During FY16, Chipotle’s general and administrative expenses were 7.1% of revenue, an increase of 150 basis points over the prior year, primarily as a result of sales deleverage. In dollar terms, general and administrative costs increased compared to the prior year due to higher legal expenses and higher payroll costs, partially offset by lower bonus expense and travel costs.
Moreover, the 2016 effective tax rate was 40.8%, an increase of 2.6% from 2015, due to higher state tax rates, not qualifying for the federal research and development tax credit in 2016, and non-deductible items on overall lower pre-tax operating income. As a result, net income for the full year FY16 plunged to $22.9 million, or $0.77 per diluted share, compared to net income of $475.6 million, or $15.10 per diluted share, for the prior year.
Restaurant openings: During Q4 FY16, Chipotle opened 72 new restaurants. It opened 240 new restaurants, net of 3 relocations or closures in FY16. Chipotle plans to open 195-210 new restaurants in FY17, less than the 240 opened in 2016.
Spending on comeback strategy: Chipotle has struggled to regain its footing after a series of food safety scares and E.coli breakout in 2015, and the recent arrest of one of its executives for drug possession. As its business slowly climbs back to normalcy, Chipotle has been aggressively trying to woo customers and restore customer trust with promotional offers, discounts and coupons.
Steve Ells, Founder, Chairman and CEO of Chipotle, stated:
“Our entire company is focused on restoring customer trust and reestablishing customer frequency. In the upcoming year, we intend to continue to simplify and improve our restaurant operations, utilize creative marketing to rebuild our brand, and further the roll-out of our digital sales efforts. All three of these strategic initiatives are centered on improving the guest experience and restoring customer affinity for the Chipotle brand, and we are confident in our teams’ abilities as we start this New Year.”
Chipotle has employed an expansive comeback strategy, including using coupons, promotional discounts and even a short animated film about the perils of big food operations to get customers back buying burritos again. It implemented new food safety standards and shook up its long-unchanged menu with a new item: chorizo, a spicy chicken and pork sausage available in select locations. Chipotle is also investing in expanding digital ordering. Management said it will have a new catering and online ordering platform fully rolled out in early February 2017, and that this would drive up labor costs as a percent of sales in Q1 FY17. The company is also in the early stages of planning for a massive advertising campaign, which will begin in April 2017.
Chipotle plans to open 195 to 210 new restaurants this year, less than the 240 opened in 2016. This is an intentional reduction, as management has been conservative with capital allocation, and will continue to use cash from operations to finance growth, maintaining the current $543 million in cash and liquid investments as a margin of safety.
Guidance for FY17
For 2017, management is targeting comparable restaurant sales increases in the high-single digits with 195 to 210 new restaurant openings.
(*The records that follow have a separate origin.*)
PR #373, opened 2019-11-10
RELEASING_KREW: Specify the repository to push the tag to

corneliusweig:
When pushing individual tags, specifying the repos is mandatory.

I also wasn't aware of this when reviewing #369 :face_with_head_bandage:

/assign @ahmetb


ahmetb:
Oh yeah I think I corrected this in the shell, but forgot to update docs.
/lgtm
/approve

Thanks for catching.

PR #134, opened 2019-03-26
Add Swift 5.0 Dockerfiles for Ubuntu 16.04 and Ubuntu 18.04

shahmishal:


shahmishal:
@swift-ci test

shahmishal:
@swift-ci test

ianpartridge:
Hey @shahmishal thanks for this. I think we can probably slim down a bit now that clang is shipped with the release https://forums.swift.org/t/which-clang-package-should-we-install/20542/14?u=ianpartridge

Give me a day or so to check and I'll see what I can come up with 🙂

shahmishal:
@ianpartridge  If this is going to take 1-2 day, should we release the Docker image with current Dockerfiles? We can release new updated image with slim down version.

ianpartridge:
For 16.04 this set of packages works for me and reduces the image by ~250MB:

```
RUN apt-get -q update && \
    apt-get -q install -y \
    libatomic1 \
    libedit2 \
    libsqlite3-0 \
    libcurl3 \
    libxml2 \
    libbsd0 \
    libc6-dev \
    binutils \
    libgcc-5-dev \
    libstdc++-5-dev \
    libpython2.7 \
    curl \
    tzdata \
    git \
    pkg-config \
    && rm -r /var/lib/apt/lists/*
```

flovilmart:
Any particular reason for no using

```
ARG UBUNTU_VERSION=16.04
FROM ubuntu:${UBUNTU_VERSION}
```

This allow build with both versions based on an external ARG.

ianpartridge:
Different versions of Ubuntu require different system packages to be installed, so this won't work unfortunately.

ianpartridge:
I think the best way forward is to merge this PR as-is, then iterate on the `Dockerfile`s until we are happy with them. Once we're agreed, we should then update Docker Hub accordingly.

hamin:
This looks great!

hamin (approved):

stephencelis:
Just want to cross-link the issue I opened here: https://bugs.swift.org/browse/SR-10178

It'd be really swell if future Swift releases were coordinated with swift-docker releases so that they don't lag behind. It'd be even better if we could get some automation around swift-docker supporting all of the snapshots that are released on swift.org

ianpartridge:
They're always going to lag behind a bit, because they're gated by approval from the Docker official images team.

Swift 5 had some late landing changes like https://github.com/apple/swift/pull/22273 which will really improve the images when they come out. It's worth taking a little time to get it right.

stephencelis:
@ianpartridge Images can continue to improve after release, though, as you mentioned before. I'm not sure why Apple's side of things can't be synchronized.

The most painful part, though, is Apple not providing a means of testing snapshots with Docker. So instead we're left with completely custom Docker setups or we use https://hub.docker.com/r/norionomura/swift instead.

shahmishal:
PR created for https://hub.docker.com/_/swift 

https://github.com/docker-library/official-images/pull/5613

PR #135, opened 2019-03-29
5.0: optimise installed packages

ianpartridge:
The current Swift 5.0 `Dockerfile`s are a continuation of the images shipped in earlier releases. 

However, there have been some significant changes to the Linux toolchains in Swift 5.0 which mean we have the opportunity to optimise the system packages that are installed in the images. This will significantly reduce the size of the images, benefitting all users.

Specifically, the following major changes occurred in Swift 5:

- Foundation no longer depends on the system ICU but ships its own
- The compiler no longer depends on a system `clang` but ships its own

In addition, we can make a number of other improvements to the images by removing unnecessary packages and only installing those which are genuinely required to build and run Swift programs.

I have spent time [working out the actual requirements of the toolchain](https://forums.swift.org/t/which-clang-package-should-we-install/20542/20). I think the following packages are required:

Runtime requirements:
- `libatomic1` - all Swift programs link this
- `libbsd0` - all Swift programs link this (for `libdispatch`)
- `libcurl4` - Foundation links this
- `libxml2` - Foundation links this
- `tzdata` - Foundation

Build requirements:
- `libc6-dev` - Compiler
- `binutils` - for `gold` linker
- `libgcc-5-dev` - Compiler
- `libstdc++-5-dev` - Compiler/stdlib
- `libedit2` - Package manager
- `libsqlite3-0` - Package manager
- `git` - Package manager
- `pkg-config` - Package manager
- `libpython2.7` - REPL

Making these changes has the following effect to image size:

| Image | Before | After |
| - | - | - |
| 16.04 | 1.69GB | 1.37GB |
| 18.04 | 1.81GB | 1.37GB |

### DIFF
--- a/5.0/ubuntu/16.04/Dockerfile
+++ b/5.0/ubuntu/16.04/Dockerfile
@@ -2,24 +2,22 @@ FROM ubuntu:16.04
 LABEL maintainer="Swift Infrastructure <swift-infrastructure@swift.org>"
 LABEL Description="Docker Container for the Swift programming language"
 
-# Install related packages and set LLVM 3.8 as the compiler
 RUN apt-get -q update && \
     apt-get -q install -y \
-    make \
-    libc6-dev \
-    clang-3.8 \
-    curl \
-    libedit-dev \
-    libpython2.7 \
-    libicu-dev \
-    libssl-dev \
+    libatomic1 \
+    libbsd0 \
+    libcurl3 \
     libxml2 \
+    libedit2 \
+    libsqlite3-0 \
+    libc6-dev \
+    binutils \
+    libgcc-5-dev \
+    libstdc++-5-dev \
+    libpython2.7 \
     tzdata \
     git \
-    libcurl4-openssl-dev \
     pkg-config \
-    && update-alternatives --quiet --install /usr/bin/clang clang /usr/bin/clang-3.8 100 \
-    && update-alternatives --quiet --install /usr/bin/clang++ clang++ /usr/bin/clang++-3.8 100 \
     && rm -r /var/lib/apt/lists/*    
 
 # Everything up to here should cache nicely between Swift versions, assuming dev dependencies change little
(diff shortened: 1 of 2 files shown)


ianpartridge:
@hamin @swizzlr @shahmishal @weissi @tomerd @tanner0101 please review.

weissi (approved):
thanks! lgtm.

norio-nomura:
As far as I tested, produced binary depends on `libicu*` that installed by `apt-get`
```terminal.sh-session
$ ldd ./.build/x86_64-unknown-linux/release/sourcekitten|grep -i libicu
	libicui18nswift.so.61 => /usr/lib/swift/linux/libicui18nswift.so.61 (0x00007ff313105000)
	libicuucswift.so.61 => /usr/lib/swift/linux/libicuucswift.so.61 (0x00007ff312d2f000)
	libicudataswift.so.61 => /usr/lib/swift/linux/libicudataswift.so.61 (0x00007ff31118a000)
	libicuuc.so.55 => /usr/lib/x86_64-linux-gnu/libicuuc.so.55 (0x00007ff30efee000)
	libicudata.so.55 => /usr/lib/x86_64-linux-gnu/libicudata.so.55 (0x00007ff30b975000)
```

norio-nomura:
> As far as I tested, produced binary depends on libicu* that installed by apt-get

Sorry, never mind. That is an indirect dependency through `libxml2`.

shahmishal:
@swift-ci test

shahmishal (approved):

ianpartridge:
Thanks @shahmishal. Am I correct that the CI testing currently only tests that the `Dockerfile`s build and produce an image? It would be good to improve that to then use the image to build and run some Swift programs too. I could take a look at that next week? What do you think?

shahmishal:
@ianpartridge Yes, currently we are just building the Docker images part of CI. However, we can easily improve this by adding additional feature to https://github.com/apple/swift-docker/blob/master/ci_test.py

ianpartridge:
Thanks for the merge 🙂

It would be good to get more confirmation that the new `Dockerfile`s work for people. I've done some initial Kitura testing, it would be great if @weissi or @tomerd could confirm they are a good base for SwiftNIO, and @tanner0101 for Vapor.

An estimated effective full year tax rate is predicted to be between 39.0% and 39.5%, which will be impacted by volatility due to a recently issued accounting standard that changes accounting methods for taxes associated with stock-based compensation awards.
Chipotle’s stock ended the day at $414.14, gaining 0.19%, at the close on Monday, February 13th, 2017, having vacillated between an intraday high of $419.47 and a low of $413.55 during the session. The stock’s trading volume was at 586,593 for the day. The Company’s market cap was at $11.97 billion as of Monday’s close.